======== Data provided
PR #4661, opened 2025-10-20
Download MUMPS on Linux because PETSc now assumes a higher version

JHopeCollins:
[This PETSc PR](https://gitlab.com/petsc/petsc/-/merge_requests/8715) below increased the minimum acceptable MUMPS version, so the MUMPS 5.6 that is shipped with Ubuntu24.04 no longer works with PETSc main.

This PR swaps Firedrake to asking PETSc to download MUMPS instead so we get a recent enough version.

### DIFF
--- a/scripts/firedrake-configure
+++ b/scripts/firedrake-configure
@@ -204,7 +204,6 @@ PETSC_EXTRAS_LINUX_APT_PACKAGES = (
     "libfftw3-mpi-dev",
     "libhwloc-dev",
     "libhdf5-mpi-dev",
-    "libmumps-ptscotch-dev",
     "libmetis-dev",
================
Task goal: Write out, exactly as they appear, the lines from the one containing "-204,7 +204,6 @@" through the last line of the records above, both included, and nothing more.

Answer space:
@@ -204,7 +204,6 @@ PETSC_EXTRAS_LINUX_APT_PACKAGES = (
     "libfftw3-mpi-dev",
     "libhwloc-dev",
     "libhdf5-mpi-dev",
-    "libmumps-ptscotch-dev",
     "libmetis-dev",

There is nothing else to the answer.